PR #6489, opened 2016-01-10
Use nvm to install node 4 to vagrant env

KristianTashkov:
Same as [previous PR](https://github.com/HabitRPG/habitrpg/pull/6486) but targeting develop.

### DIFF
--- a/Vagrantfile.example
+++ b/Vagrantfile.example
@@ -16,5 +16,5 @@ Vagrant.configure(VAGRANTFILE_API_VERSION) do |config|
   config.vm.hostname = "habitrpg"
   config.vm.network "forwarded_port", guest: 3000, host: 3000, auto_correct: true
   config.vm.usable_port_range = (3000..3050)
-  config.vm.provision :shell, :path => "vagrant.sh"
+  config.vm.provision :shell, :path => "vagrant_scripts/vagrant.sh"
 end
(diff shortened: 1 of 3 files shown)


crookedneighbor:
The install.sh file isn't executable and never gets called in the provisioning process.

KristianTashkov:
Hmm I thought I made it executable. For the provisioning process it isn't meant to be. I was gonna put it as a command you need to run after you `vagrant ssh` the first time. I'm not sure if it will work if I run it with `sudo -H -u vagrant` from `vagrant.sh`. Will test tonight.

KristianTashkov:
@crookedneighbor I fixed the executable problem.
I tried running `install.sh` from the provision script, but `nvm` is being picky when being installed for multiple users and I couldn't make it work. In the first couple of days while trying to make this PR work I had a solution which installed `nvm` from the provision script and made it useable from the vagrant user, but later scrapped it because installing `nvm` properly from the right user seemed cleaner and better than hacking path variables to make it work.
If you think running an extra command when you login for the first time(I can update the wiki to reflect this change) is too much, I can try to recreate the `nvm` installation but I don't really think it's worth it. Also having a handy install script that sets up nvm/node/the project, when you switch between develop (node 0.10) and api-v3 (node 4) is really handy.

crookedneighbor:
Tier awarded!

PR #9548, opened 2017-11-19
Added account transfer migration

TheHollidayInn:


Alys:
When you migrate pets and mounts from one account to another it's important to see if the account you're migrating to is newer than the other one and if any of the migrated pets/mounts are from special events - if they are, you also need to migrate the associated achievements and set the creation date of the newer account to be the same as the older one that you're migrating from, otherwise the user's data gets into an inconsistent state that can make it harder later to troubleshoot problems (e.g., if the user later reports that they didn't get the right Thanksgiving pet for future Thanksgiving events).

I can adjust that for the account that had the pets and mounts moved recently, but for ongoing use should we modify this script or just put a comment in it to say that it would need to be modified if used again? Or should we turn it into a more general purpose script for merging any two accounts?

TheHollidayInn:
Sounds good. I'd like to just update this script for that purpose if you don't mind.

Alys:
That's fine with me!

PR #9553, opened 2017-11-20
Fix comparisons for Guild badge / number

### LINKED ISSUE #9511: Silver tier Guilds use wrong color
Silver tier Guilds erroneously use the bronze color for their number in the crest. They should use their silver color.

### LINKED ISSUE #9512: Incorrect badge for Guilds with 100 members
Guilds with exactly 100 members seem to have a misaligned number in the Guilds list and are missing their badge, both there and in the Guild's "member list" box inside the Guild itself.

librarianmage:

Fixes #9511 
Fixes #9512

### Changes

Fixes the comparisons regarding the coloring of the guild badges and member count text.

It assumes the following breakdown for coloring:

* Bronze: less than 100 members
* Silver: less than 1,000 members, but more than 99
* Gold: 1,000+ members

----
UUID:


negue:
could you extract the two checks as a computed property so that if another fix (or different amounts are needed) we'd only need to change one method

librarianmage:
@negue Like this?

negue:
Sorry for the late response! 

You had a small syntax error `)` was missing. Once that was fixed, I had an error because `Object.freeze` wanted to create the object but `guild` is still undefined at this time. After that vue seems to be unable to find isTier or the inner value like `gold`.

I kinda forgot about the same checks in `group.vue` I think we should refactor this too.

This would be last request from me, sorry 😋 .

@MathWhiz  could you extract the `isTier`-object creation to the mixin `groupsUtilities.js` as a simple method? 

That way we could use the result in `publicGuildItem.vue` and `group.vue` (still as computed property, but without `Object.freeze`) and also inside of `groupsUtilities.js` in `filterGuild`.

I think this would be all occurrences

paglias:
hey @MathWhiz how are you doing on this?

librarianmage:
@paglias I haven't been able to push my changes yet because I haven't tested it. I will see if I have time this weekend.

lemoness:
@MathWhiz Would you like to finish this, or would you like to cede your claim?

librarianmage:
@lemoness I think I finished this one

@negue Any thoughts?

website/client/components/groups/publicGuildItem.vue
```diff
@@ -147,6 +147,9 @@ export default {
     isMember () {
       return this.isMemberOfGroup(this.user, this.guild);
     },
+    isTier (tier) {
+      return this.isTier(tier, this.guild);
```
paglias: hmm, there's already an isTier method available from the mixin, so you can remove this and just call isTier from the code, otherwise don't you risk overwriting the isTier from the mixin?

librarianmage: Maybe? I'll try that.

librarianmage:
@paglias Better?

negue:
Could you also replace the `isTier`-checks in `group.vue` ? 

And don't forget to fix the lint issues :)

website/client/mixins/groupsUtilities.js
```diff
@@ -28,6 +28,21 @@ export default {
     },
   },
   methods: {
+    isTier(tier, group) {
```
paglias, line 31: can you remove the group parameter from this function since it's not used?

website/client/mixins/groupsUtilities.js
```diff
@@ -28,6 +28,21 @@ export default {
...
+      switch (tier) {
+        case "gold":
+          return guild.memberCount >= 1000;
+          break;
+        case "silver":
+          return guild.memberCount < 1000 && guild.memberCount >= 100;
+          break;
+        case "bronze":
+          return guild.memberCount < 100;
```
paglias, line 40: where is the guild variable coming from? should it be this.guild?

paglias (commented):
there are two issues, otherwise it looks good

lemoness:
@MathWhiz - Hi there! How is this fix going?

librarianmage:
I have not had much time to work on it, unfortunately :(

PR #9565, opened 2017-11-21
Allow users to Batch Buy Quests

### LINKED ISSUE #9507: Errors with batch-buying gold purchasable quests
Batch-buying gold purchasable quests seems to result in errors where the number the user attempted to purchase don’t show up in inventory, but gold is sometimes deducted correctly for the amount they attempted to purchase anyway.

kipraske:

Fixes https://github.com/HabitRPG/habitica/issues/9507

### Changes

You can buy multiple quests from the buy modal, but the quantity is never passed to the server. So the client thinks that you are buying the number you said you did and deducts gold for everything, but the server only buys one regardless of how many wanted to buy. This can lead to syncing problems down the road.

Unfortunately, I never was able to create the sync problems that were described in the issue: where you would be permanently deducted gold for quests that you didn't receive, but hopefully if we don't cause the discrepancy in the first place, we won't give it a chance to readjust back to the server values incorrectly.

Since the server and the client use the same code for adjusting the user values, all we needed was that quantity variable to be defined on the server and everything else just fell into place.

----
UUID: f5d12242-5b66-471d-bfc2-6c3358861d9c

### DIFF
--- a/website/client/store/actions/shops.js
+++ b/website/client/store/actions/shops.js
@@ -33,7 +33,7 @@ export function buyQuestItem (store, params) {
 
   return {
     result: opResult,
-    httpCall: axios.post(`/api/v3/user/buy/${params.key}`, {type: 'quest'}),
+    httpCall: axios.post(`/api/v3/user/buy/${params.key}`, {type: 'quest', quantity}),
   };
 }
 


paglias:
Thanks, the PR works well, it'll be merged next week :)

SabreCat:
Thank you @kipraske, and welcome to the ranks of the Blacksmiths! Note that contributor tiers require increasing amounts of effort from one to the next, so tier 2 may require multiple PRs or a larger PR to attain. But keep helping out and we'll express our gratitude accordingly!

PR #9569, opened 2017-11-22
Ensured user is saved after validation checks

TheHollidayInn:


Alys:
I'm worried this might create a bug for the users. Sometimes quest invitations persist in a user's account after the quest has started (due to other bugs; it's not meant to happen but it does), and the user will keep seeing the invitation for as long as `user.party.quest.RSVPNeeded` is true. With this change, the user will never be able to set RSVPNeeded to false because the `throw` lines will stop the `save()` occuring won't they?

TheHollidayInn:
That may be true, but this will let us see the other bugs and fix them. This change ensures the group is updated at the same time the user is, which we want - although the group save could still error. But I haven’t seen any in Loggly

PR #9575, opened 2017-11-24
Changed search to regex

### LINKED ISSUE #9502: Must enter full Guild name for search results
Currently, searching for just a partial word in the Guild search bar does not bring up the Guild in questions. For example, searching for "wolf" still does not bring up Wolfsrudel, but if you enter "Wolfsrudel" in its entirety you see the Guild in results. This should also be the case for other search bars.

------------------------------------------------------------------------

**Brief**
Could you set down, exactly as written, the lines above between the one holding "Silver tier Guilds erroneously" and the one holding "Fixes the comparisons", inclusive, and nothing more?

**Response to this task**
Silver tier Guilds erroneously use the bronze color for their number in the crest. They should use their silver color.

### LINKED ISSUE #9512: Incorrect badge for Guilds with 100 members
Guilds with exactly 100 members seem to have a misaligned number in the Guilds list and are missing their badge, both there and in the Guild's "member list" box inside the Guild itself.

librarianmage:

Fixes #9511 
Fixes #9512

### Changes

Fixes the comparisons regarding the coloring of the guild badges and member count text.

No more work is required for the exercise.